● PROBLEM REQUIREMENTS
Please restate the data exactly, from the first line to the last.

● RECORDED DATA
PR #928, opened 2025-07-16
Fix for Next 15.4+

### LINKED ISSUE #848: [BUG] `next.config` rewrites result in request URL being rewrite destination
### Describe the bug

When I have a `rewrite` rule in my `next.config.ts` with a destination to an API route, the request URL received by the API route is that of the _destination_. This is different behavior from the same app deployed on Vercel (or running the app locally), where the request URL received by the API route corresponds to the _originally requested URL_ from the client.

Video demonstration:

https://github.com/user-attachments/assets/8a2c7d64-3c41-4c95-bcee-c4e3b2efd83e

### Steps to reproduce

Reproduction repo (this was used for the video above, and can be directly deployed to both Cloudflare and Vercel): https://github.com/arvinpoddar/cloudflare-rewrites-repro

Reproduction steps:

1. In your `next.config.ts`, create a rewrite rule that rewrites `/about` to `/api/hello`. 
2. Create a `/api/hello/route.ts`, and `console.log` the incoming request URL.
3. Navigate to `/about` in your browser
4. When locally running the app, or when the app is deployed to Vercel, the logged request's URL path will be `/about`, which is the originally requested path.
5. When the same app is deployed to Cloudflare, the logged request's URL path will be `/api/hello`, which is the destination of the rewrite.

### Expected behavior

I would expect the request URL to be that of the original client request, rather than the destination of the rewrite. This would be consistent with the app's behavior locally and on Vercel.

### @opennextjs/cloudflare version

~1.0.0-beta.0 || ^1.0.0

### Wrangler version

^4.13.2

### next info output

```shell
Operating System:
  Platform: darwin
  Arch: arm64
  Version: Darwin Kernel Version 24.3.0: Thu Jan  2 20:24:23 PST 2025; root:xnu-11215.81.4~3/RELEASE_ARM64_T6020
  Available memory (MB): 16384
  Available CPU cores: 10
Binaries:
  Node: 21.6.1
  npm: 10.2.4
  Yarn: 1.22.22
  pnpm: 10.7.0
Relevant Packages:
  next: 15.3.1 // Latest available version is detected (15.3.1).
  eslint-config-next: 15.3.1
  react: 19.1.0
  react-dom: 19.1.0
  typescript: 5.8.3
Next.js Config:
  output: N/A
```

### Additional context

_No response_

conico974:
Migrate to a canary version for now (we need to wait for 15.4.2)
Enable local execution of some examples (first step to run e2e test without deploying)
And fix the page router functionality. This one needs additional testing and be restricted to versions above 15.4.2.
All e2e works on this PR.

It should also close #848 (again needs additional testing)

### DIFF
--- a/packages/open-next/src/build/createServerBundle.ts
+++ b/packages/open-next/src/build/createServerBundle.ts
@@ -243,9 +243,9 @@ async function generateBundle(
     "15.2.0",
   );
 
-  const isBefore154 = buildHelper.compareSemver(
+  const isAfter154 = buildHelper.compareSemver(
     options.nextVersion,
-    "<",
+    ">=",
     "15.4.0",
   );
 
@@ -266,7 +266,7 @@ async function generateBundle(
         ...(disableRouting ? ["withRouting"] : []),
         ...(isAfter142 ? ["patchAsyncStorage"] : []),
         ...(isAfter141 ? ["appendPrefetch"] : []),
-        ...(isBefore154 ? ["setInitialURL"] : []),
+        ...(isAfter154 ? [] : ["setInitialURL"]),
       ],
     }),
     openNextReplacementPlugin({
--- a/packages/open-next/src/build/createServerBundle.ts
+++ b/packages/open-next/src/build/createServerBundle.ts
@@ -243,6 +243,12 @@ async function generateBundle(
     "15.2.0",
   );
 
+  const isBefore154 = buildHelper.compareSemver(
+    options.nextVersion,
+    "<",
+    "15.4.0",
+  );
+
   const disableRouting = isBefore13413 || config.middleware?.external;
 
   const updater = new ContentUpdater(options);
@@ -260,6 +266,7 @@ async function generateBundle(
         ...(disableRouting ? ["withRouting"] : []),
         ...(isAfter142 ? ["patchAsyncStorage"] : []),
         ...(isAfter141 ? ["appendPrefetch"] : []),
+        ...(isBefore154 ? ["setInitialURL"] : []),
       ],
     }),
     openNextReplacementPlugin({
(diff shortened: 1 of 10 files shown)


sommeeeer:
Good job on this Nico! 

I tested that the rewrites will have the correct `request.url` now. That is of the original request url, and not the destination. 

Is there any possibility that we might fix that the `request.url` is wrong in rewrites on earlier versions aswell?

packages/open-next/src/core/requestHandler.ts
```diff
@@ -266,6 +267,12 @@ async function processRequest(
     //#endOverride
 
     // Next Server
+    // TODO: only enable this on Next 15.4+
+    const reqUrl = new URL(routingResult.initialURL);
```
sommeeeer: We compute `initialURL` above on L242

packages/open-next/src/build/createServerBundle.ts
```diff
@@ -260,6 +266,7 @@ async function generateBundle(
         ...(disableRouting ? ["withRouting"] : []),
         ...(isAfter142 ? ["patchAsyncStorage"] : []),
         ...(isAfter141 ? ["appendPrefetch"] : []),
+        ...(isBefore154 ? ["setInitialURL"] : []),
```
khuezy: In the TODO comment below:
`TODO: only enable this on Next 15.4+`

Shouldn't this be `isAfter154`? Or swap the 2 arrays?

conico974: It is correct, it's a delete, and we want to delete that on before 15.4.
But yeah it might be better the other way around (by swapping the arrays)

khuezy: Ah I see it now after expanding the code above.

conico974:
Thanks for the review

● ANSWER TO THIS PROBLEM
PR #928, opened 2025-07-16
Fix for Next 15.4+

### LINKED ISSUE #848: [BUG] `next.config` rewrites result in request URL being rewrite destination
### Describe the bug

When I have a `rewrite` rule in my `next.config.ts` with a destination to an API route, the request URL received by the API route is that of the _destination_. This is different behavior from the same app deployed on Vercel (or running the app locally), where the request URL received by the API route corresponds to the _originally requested URL_ from the client.

Video demonstration:

https://github.com/user-attachments/assets/8a2c7d64-3c41-4c95-bcee-c4e3b2efd83e

### Steps to reproduce

Reproduction repo (this was used for the video above, and can be directly deployed to both Cloudflare and Vercel): https://github.com/arvinpoddar/cloudflare-rewrites-repro

Reproduction steps:

1. In your `next.config.ts`, create a rewrite rule that rewrites `/about` to `/api/hello`. 
2. Create a `/api/hello/route.ts`, and `console.log` the incoming request URL.
3. Navigate to `/about` in your browser
4. When locally running the app, or when the app is deployed to Vercel, the logged request's URL path will be `/about`, which is the originally requested path.
5. When the same app is deployed to Cloudflare, the logged request's URL path will be `/api/hello`, which is the destination of the rewrite.

### Expected behavior

I would expect the request URL to be that of the original client request, rather than the destination of the rewrite. This would be consistent with the app's behavior locally and on Vercel.

### @opennextjs/cloudflare version

~1.0.0-beta.0 || ^1.0.0

### Wrangler version

^4.13.2

### next info output

```shell
Operating System:
  Platform: darwin
  Arch: arm64
  Version: Darwin Kernel Version 24.3.0: Thu Jan  2 20:24:23 PST 2025; root:xnu-11215.81.4~3/RELEASE_ARM64_T6020
  Available memory (MB): 16384
  Available CPU cores: 10
Binaries:
  Node: 21.6.1
  npm: 10.2.4
  Yarn: 1.22.22
  pnpm: 10.7.0
Relevant Packages:
  next: 15.3.1 // Latest available version is detected (15.3.1).
  eslint-config-next: 15.3.1
  react: 19.1.0
  react-dom: 19.1.0
  typescript: 5.8.3
Next.js Config:
  output: N/A
```

### Additional context

_No response_

conico974:
Migrate to a canary version for now (we need to wait for 15.4.2)
Enable local execution of some examples (first step to run e2e test without deploying)
And fix the page router functionality. This one needs additional testing and be restricted to versions above 15.4.2.
All e2e works on this PR.

It should also close #848 (again needs additional testing)

### DIFF
--- a/packages/open-next/src/build/createServerBundle.ts
+++ b/packages/open-next/src/build/createServerBundle.ts
@@ -243,9 +243,9 @@ async function generateBundle(
     "15.2.0",
   );
 
-  const isBefore154 = buildHelper.compareSemver(
+  const isAfter154 = buildHelper.compareSemver(
     options.nextVersion,
-    "<",
+    ">=",
     "15.4.0",
   );
 
@@ -266,7 +266,7 @@ async function generateBundle(
         ...(disableRouting ? ["withRouting"] : []),
         ...(isAfter142 ? ["patchAsyncStorage"] : []),
         ...(isAfter141 ? ["appendPrefetch"] : []),
-        ...(isBefore154 ? ["setInitialURL"] : []),
+        ...(isAfter154 ? [] : ["setInitialURL"]),
       ],
     }),
     openNextReplacementPlugin({
--- a/packages/open-next/src/build/createServerBundle.ts
+++ b/packages/open-next/src/build/createServerBundle.ts
@@ -243,6 +243,12 @@ async function generateBundle(
     "15.2.0",
   );
 
+  const isBefore154 = buildHelper.compareSemver(
+    options.nextVersion,
+    "<",
+    "15.4.0",
+  );
+
   const disableRouting = isBefore13413 || config.middleware?.external;
 
   const updater = new ContentUpdater(options);
@@ -260,6 +266,7 @@ async function generateBundle(
         ...(disableRouting ? ["withRouting"] : []),
         ...(isAfter142 ? ["patchAsyncStorage"] : []),
         ...(isAfter141 ? ["appendPrefetch"] : []),
+        ...(isBefore154 ? ["setInitialURL"] : []),
       ],
     }),
     openNextReplacementPlugin({
(diff shortened: 1 of 10 files shown)


sommeeeer:
Good job on this Nico! 

I tested that the rewrites will have the correct `request.url` now. That is of the original request url, and not the destination. 

Is there any possibility that we might fix that the `request.url` is wrong in rewrites on earlier versions aswell?

packages/open-next/src/core/requestHandler.ts
```diff
@@ -266,6 +267,12 @@ async function processRequest(
     //#endOverride
 
     // Next Server
+    // TODO: only enable this on Next 15.4+
+    const reqUrl = new URL(routingResult.initialURL);
```
sommeeeer: We compute `initialURL` above on L242

packages/open-next/src/build/createServerBundle.ts
```diff
@@ -260,6 +266,7 @@ async function generateBundle(
         ...(disableRouting ? ["withRouting"] : []),
         ...(isAfter142 ? ["patchAsyncStorage"] : []),
         ...(isAfter141 ? ["appendPrefetch"] : []),
+        ...(isBefore154 ? ["setInitialURL"] : []),
```
khuezy: In the TODO comment below:
`TODO: only enable this on Next 15.4+`

Shouldn't this be `isAfter154`? Or swap the 2 arrays?

conico974: It is correct, it's a delete, and we want to delete that on before 15.4.
But yeah it might be better the other way around (by swapping the arrays)

khuezy: Ah I see it now after expanding the code above.

conico974:
Thanks for the review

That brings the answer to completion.